19 Ekim 2013 12:14

İki yazı, bir gooolll!...

İki yazı, bir gooolll!...

Fotoğraf: Envato

Paylaş

Geçtiğimiz günlerin birinde Evrensel’de okuduğum iki yazı beni dipsiz bir kuyunun derinliklerine daldırdı. Biri İlker Aktükün’ün “Toprak Saha”daki yaralarken düşündüren yazısı, diğeri de hemen karşısındaki ya da bir önceki sayfadaki Zaytung imzalı düşündürürken güldüren yazı. Spor basınının çirkinliğini diline dolayan, dalga geçen birilerinin olması hoşuma gitmişti doğrusu. Demek ki Evrensel’ de yazmak böyle bir şeydi. Keşke Evrensel ve benzeri gazetelerle sınırlı olmasa bunlar diyeceğim; ama sesi biraz çıkanın kapı önüne konduğu günümüzde böyle bir şey beklemek boş bir umut olmaktan öteye gitmez. Olacak şey değil bu kuşkusuz. Hem basında çalışacak adam; hem de basının aymazlığından, yere basmazlığından, yaramazlığından söz edecek; okurun da bunları para ödeyerek bilmesini sağlayacak. Koyuverirler adamı kapının önüne. Hem de ne biçim.
Gözünün yaşına bakmadan. Adına, sanına aldırmadan. Geçmişini, geleceğini düşünmeden. Yapıyorlar da nitekim. Yaptılar da. O zamana dek aşk ile çalışanlar, kapı önüne çıktıklarında kahraman (!) oluverdiler üstelik. Atılmış (!) oldular. Kendinden önce atılanlara aldırmayanlar kendileri atılınca haksızlığa uğramış oldular. Ayrılarak kahraman (!) olmayı düşünmediler nedense. Tensel uyuşmazlık varsa, görsel ayrışma varsa, düşünsel benzeşme yoksa; hele de toplumsal ve siyasal çelişkiler varsa atılma niye beklenir ki! Sana yer mi yok yalnız ve güzel ülkenin göze ve kulağa yönelik basınında.
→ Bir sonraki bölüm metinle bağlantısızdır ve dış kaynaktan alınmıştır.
PR #2071, opened 2026-05-05
fix(ui): decode raw governor transactions via Etherscan ABI

### LINKED ISSUE #2068: BNB: decoded execution not visible after proposal is published
## Bug Description
BNB reported that on BNB testnet, after a proposal is published, the decoded execution details are not visible on the published proposal page. They only see the decoded execution in the proposal editor before publishing.

## Expected Behavior
After publishing a proposal, users should still be able to see the decoded execution/action details on the published proposal page, matching what is shown in the editor.

## Actual Behavior
Decoded execution details are visible in the editor, but disappear / are not shown once the proposal is published.

## Context
- Reported by: BNB, via our Telegram group
- Network: BNB testnet
- Area: proposal publishing / execution decoding display
- Suspected issue: something in the published proposal view, proposal payload persistence, or decoder data hydration differs from the editor flow.

## Debug Notes / Things to Check
- Compare the editor execution decoding path with the published proposal detail rendering path.
- Verify whether decoded execution data is persisted with the proposal or recomputed from stored execution payloads.
- Confirm BNB testnet proposal network/action type(s), especially if chain-specific decoding is involved.
- Check whether published proposal view receives the same execution payload / metadata as the editor.

ChaituVR:
Fixes https://github.com/snapshot-labs/sx-monorepo/issues/2068

## What's the problem?

Governor proposal executions on certain chains were showing **"Raw transaction to 0x..."** instead of the decoded method name and target contract.

The data layer (`sx.js`) already tries to decode transactions using [Sourcify](https://sourcify.dev/) at index time. But Sourcify has incomplete coverage — when it can't find the ABI, the transaction is stored as `_type: 'raw'` and the UI has nothing to decode.

**Example on production (broken):**
- Arbitrum Core — [AIP: Activate ArbOS 51](https://snapshot.box/#/arb1:0xf07DeD9dC292157749B6Fd268E37DF6EA38395B9/proposal/53154361738756237993090798888616593723057470462495169047773178676976253908001/execution): shows `Raw transaction to 0x0000...0064` instead of `sendTxToL1`
- ENS — [Treasury Flow Automation](https://snapshot.box/#/eth:0x323A76393544d5ecca80cd6ef2A560C6a395b7E3/proposal/103727552069485114370289118760519929157657207659236887832122369454255184795333/execution): shows `Raw transaction to 0x6262...2552` instead of `addRegistrar`

## What's the fix?

Added a client-side fallback in `ProposalExecutionsList` that:

1. Finds any transactions still marked as `_type: 'raw'` with non-empty calldata
2. Fetches their ABIs from Etherscan (which has much broader multi-chain coverage than Sourcify)
3. Decodes the calldata and promotes those transactions to `_type: 'contractCall'` for display

Transactions that can't be decoded (ABI not found, unknown selector) remain as `Raw transaction` — no regression.

The decoding is async and uses `computedAsync` (already used throughout the codebase) so the list renders immediately with raw labels and updates once Etherscan responds.

### BNB Chain testnet — Update Param (original bug trigger)
- **Before (prod):** https://testnet.snapshot.box/#/bnbt:0x0000000000000000000000000000000000002004/proposal/26728423865538834446329348554094721845199083538996846031827038601756905651331/execution
  - Shows: `Raw transaction to 0x0000...1007`
- **After (local):** http://localhost:8080/#/bnbt:0x0000000000000000000000000000000000002004/proposal/26728423865538834446329348554094721845199083538996846031827038601756905651331/execution
  - Shows: `updateParam on 0x0000...1007` ✅

### Arbitrum Core — AIP: Activate ArbOS 51
- **Before (prod):** http://snapshot.box/#/arb1:0xf07DeD9dC292157749B6Fd268E37DF6EA38395B9/proposal/53154361738756237993090798888616593723057470462495169047773178676976253908001/execution
  - Shows: `Raw transaction to 0x0000...0064`
- **After (local):** http://localhost:8080/#/arb1:0xf07DeD9dC292157749B6Fd268E37DF6EA38395B9/proposal/53154361738756237993090798888616593723057470462495169047773178676976253908001/execution
  - Shows: `sendTxToL1 on 0x0000...0064` ✅

### ENS — Treasury Flow Automation (10 transactions)
- **Before (prod):** http://snapshot.box/#/eth:0x323A76393544d5ecca80cd6ef2A560C6a395b7E3/proposal/103727552069485114370289118760519929157657207659236887832122369454255184795333/execution
  - Shows: 3× `Raw transaction to 0x6262...2552`
- **After (local):** http://localhost:8080/#/eth:0x323A76393544d5ecca80cd6ef2A560C6a395b7E3/proposal/103727552069485114370289118760519929157657207659236887832122369454255184795333/execution
  - Shows: `addRegistrar on 0x6262...2552`, `transferOwnership`, `execTransaction` ✅

### Arbitrum Core — ArbOS 31 Bianca
- **Before (prod):** http://snapshot.box/#/arb1:0xf07DeD9dC292157749B6Fd268E37DF6EA38395B9/proposal/108288822474129076868455956066667369439381709547570289793612729242368710728616/execution
- **After (local):** http://localhost:8080/#/arb1:0xf07DeD9dC292157749B6Fd268E37DF6EA38395B9/proposal/108288822474129076868455956066667369439381709547570289793612729242368710728616/execution

### Arbitrum Core — Register $BORING
- **Before (prod):** http://snapshot.box/#/arb1:0xf07DeD9dC292157749B6Fd268E37DF6EA38395B9/proposal/97685288731263391833044854304895851471157040105038894699042975271050068874277/execution
- **After (local):** http://localhost:8080/#/arb1:0xf07DeD9dC292157749B6Fd268E37DF6EA38395B9/proposal/97685288731263391833044854304895851471157040105038894699042975271050068874277/execution

### Regression check — Compound (already decoded by Sourcify, should be unchanged)
- http://localhost:8080/#/eth:0xc0Da02939E1441F497fd74F78cE7Decb17B66529/proposal/92764622604748614855683575703988829840879842748692098175244254020987069534476/execution


apps/ui/src/components/ProposalExecutionsList.vue
```diff
@@ -15,11 +17,59 @@ const props = defineProps<{
...
+
+      return {
+        ...tx,
+        _type: 'contractCall' as const,
+        _form: { recipient: tx.to, method: parsed.signature, args, abi }
+      };
+    } catch {
+      return tx;
+    }
+  });
```
Sekhmet: Would be good to normalize it with https://github.com/snapshot-labs/sx-monorepo/blob/59d538fe7bf478072229b467be339d85282547d6/apps/ui/src/composables/useWalletConnect.ts?plain=1#L42

This way we will get consistent behavior. I'm not sure if this current snippet here handles all values correctly (tuples/arrays for example).

apps/ui/src/components/ProposalExecutionsList.vue
```diff
@@ -15,11 +16,51 @@ const props = defineProps<{
...
+        return {
+          ...tx,
+          _type: 'contractCall' as const,
+          _form: {
+            recipient: tx.to,
+            method: decoded.method,
+            args: decoded.args,
+            abi: decoded.abi
+          }
+        };
```
Sekhmet, line 46: Could we call `createContractCallTransaction` here instead? Or we need manual object instead?

ChaituVR: Claude says

> `createContractCallTransaction` is built for *creating* new transactions from form input — it re-encodes `data`, generates a new `salt`, and resets `value` to `0` for non-payable methods. Here we're labeling an already-executed on-chain tx for display, so we'd just throw all of that away. The re-encode also risks crashing on tuple/edge args, which would drop the tx back to "raw" — exactly the bug this PR is fixing.

tony8713 (approved):
Tested locally on the `pr-2071` branch with `bun run dev` and walked through the test scenarios from the PR description. All three scenarios reproduced the bug on production and are fixed locally. **Approving.**

### Local test evidence

| Scenario | BEFORE (production) | AFTER (this branch, localhost:8080) |
|---|---|---|
| BNB testnet — Update Param | `Raw transaction to 0x0000...1007` × 2 | `updateParam on 0x0000...1007` × 2 ✅ |
| Arbitrum Core — AIP: Activate ArbOS 51 | `Raw transaction to 0x0000...0064` | `sendTxToL1 on 0x0000...0064` ✅ |
| ENS — Treasury Flow Automation | 3× `Raw transaction to 0x6262...2552`, then transferOwnership/execTransaction (already decoded by Sourcify) | 3× `addRegistrar on 0x6262...2552`, others unchanged ✅ |

The three previously-decoded transactions in the ENS execution stayed labelled correctly — confirming the new path doesn't disturb the Sourcify-decoded ones (only `_type === 'raw'` rows go through the Etherscan fallback).

### Code review

- The architecture is right: client-side fallback only fires for `_type === 'raw'` rows with non-empty calldata, errors are swallowed back to `raw` (so a 429/missing-ABI silently no-ops), and `computedAsync(..., props.executions)` keeps the list rendering immediately instead of blocking on the network round-trip.
- Adding a module-scoped `abiCache` to `getABI` is a nice win — both `parseCall` (WalletConnect path) and `tryDecodeRawTransactions` (executions path) now share it. Same `(chainId, address.toLowerCase())` key handles checksum-mismatch dedup. Cache lives for the SPA session, which is fine for this use case.
- Refactor of the `parseCall` decode logic into `decodeCalldata` is clean, and dropping the local `Interface`/`BigNumber` imports from `useWalletConnect.ts` is correct given the move.

### Concerns / nits

- **Question (possible regression):** `downloadExecution` lost its `if (!execution.chainId) return;` guard. The new code passes `Number(execution.chainId)` to `buildBatchFile` — if `chainId` is ever undefined/null, that becomes `NaN` instead of bailing early. If `ProposalExecution.chainId` is guaranteed to be defined (e.g. by the type system or upstream filtering), then the guard was dead code and the simplification is fine. If not, the change can produce a corrupt download silently. Worth confirming intent — restore the guard if there's any doubt.
- **Nit (parallelism vs cache):** Inside `tryDecodeRawTransactions`, `Promise.all` fires every raw tx's `decodeCalldata` in parallel. If a single execution has multiple raw txs hitting the **same** `(chainId, address)`, the cache won't help on the first run because the in-flight requests don't dedupe — the cache only populates after the first one resolves. Not a correctness bug (Etherscan handles the burst), but a request-coalescing layer (e.g. `inflight: Map<string, Promise>`) would shave a few duplicate API calls per page load. Optional.
- **Nit (test):** No regression test added. A unit test would need to mock `fetch` + `iface.parseTransaction`, which is doable but a larger lift than this PR. Fine to skip.

### Concerns I checked and cleared

- ✓ Stable list reconciliation: `:key="${chainId}:${safeAddress}"` is stable across the `executions → decodedExecutions` swap, so Vue doesn't tear down/rebuild rows.
- ✓ No new circular import or auto-import surprise — `computedAsync` is provided by `unplugin-auto-import`'s `@vueuse/core` config in `vite.config.ts`.
- ✓ Failure modes: ABI not on Etherscan, unknown selector, 429, network error → all fall through the `try/catch` and the row stays labelled as `Raw transaction`. No UI exception.
- ✓ The 4 `console.error: 500` messages I saw on `localhost` during the test are pre-existing API/asset failures unrelated to this PR — they reproduce on the same routes against `master`.

Local testing was done on commit at the tip of `pr-2071`, with screenshots captured headlessly via Playwright (Chromium 1194), full-page, after `networkidle` + 8s settle to give Etherscan a chance to respond.

bonustrack:
Cant we just use Sourcify?

ChaituVR:
> Cant we just use Sourcify?

We already use Sourcify but not everything is covered in it

Sekhmet:
Wouldn't it be better to just apply the same logic, but at the index time if needed. It looks like we are moving more and more logic out of API and moving to UI only (and sometimes we just duplicate it).

Sekhmet:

Onlara her yer Trabzon gibi görünüyor; ama gidilen yerde de beli doğrultamıyorlar bir türlü. Böyle olunca da salt Trabzon kalıyor elde; her yer tırabzana dönüşüyor. Bir Zülfü Livaneli attırmadı kendini; o da o güne dek neyi ve niye beklediyse.
Bakıyorum da bu atılanlar hep başka sayfalarda kalem oynatanlardan. Yani spor sayfasının dışından. Pek kimse anımsamıyorum güncel bir uyuşmazlık sonrasında spor sayfasından atılmış ya da ayrılmış.  Eeee, spor basını bu. Spordan başka bir şey düşünmez (mi), düşünemez (mi), düşünür de yazamaz (mı). Yani, oyun alanını sınırlayan çizgilerin dışında iş görmez (mi), göremez (mi) o. Varsa yoksa daha çok toplu, daha az olarak da topsuz oyunlarla ilgilidir.
İşte bu nedenle önemliydi yazının başında sözünü ettiğim o iki yazı. Hem gülünesi, hem düşünülesi güzellikteydiler.
Ben o yazıların güzelliğini kağıda dökerken bir yandan da, televizyonda birinci ligden bir  karşılaşma izler gibi yapıyorum; ama daha çok dinliyorum. Amacım işime yarayacak birkaç sözcük ya da söz yakalamak. Anlatan çok canlı, hızlı bir karşılaşma izlediğimizi söylese de bana hiç öyle gelmiyor. En azından canlı değil. Sıkıcı bile. Yine de ben beklediğime ulaşıyorum ve anlatanın anlatamadığı o şeyi yakalayıveriyorum onca işin arasında.  Karşılaşmanın ikinci yarısı oynanırken anlatan dinleyeni bilgilendirmek istiyor. Hep yapılır ya! Mikrofonu soluksuz bırakmamak için bilinenlerin ikide bir yinelenmesi gereği duyulur. O da onu yapıp duruyor işte. Ve oyuncu değişikliğini duyururken şöyle bir şey diyor: “İkinci yarıda oyuna girdi. Aslında 35. dakikada demek daha doğru.”
Niye böyle diyor, ne düşünüyor da böyle bir ayrım ya da açıklama yapıyor bilinmez. Vardır kendine göre bir sıkıntısı. Kendi içinde git-gelleri. Ama beni güldürdü. Sanki, 4+4+4 diye de adlandırılan eğitim dizgesinin çıkmasıyla birdenbire ortaokullu olan ilköğretim beşinci sınıf öğrencisi gibi 90 dakikalık karşılaşma süresi de 30+30+30 olmuştu ve 35. dakika da kendini birdenbire ikinci yarıda buluvermişti. Anlayacağınız bizim ileri demokrasinin bakandan bakana git-geller yaşayan ulusal eğitim dizgesinde olduğu gibi 35. dakika ikinci yarıya zorunlu bir geçiş yapmıştı.
Ne yalan söyleyeyim, o sıkıcı karşılaşma birden eğlenceli gelmeye başlamıştı bana. Gol beklentisindeki yandaş gibi yeni bir gaf beklemeye başladım büyük bir coşkuyla. Beklediğim gelseydi golsüz karşılaşmayı izlerken “Gooollll!” diye bağıracaktım. Ama olmadı. Karşılaşma yenişmezlikle sonlansa da ben 1-0 önde kapadım günü. Sonra yine çakma kahramanları düşündüm o iki yazının ışığında.

YAZARIN DİĞER YAZILARI
Sefer Selvi Karikatürleri
Evrensel Gazetesi Birinci Sayfa
Evrensel Ege Sayfaları
EVRENSEL EGE

Ege'den daha fazla haber, röportaj, mektup, analiz ve köşe yazısı...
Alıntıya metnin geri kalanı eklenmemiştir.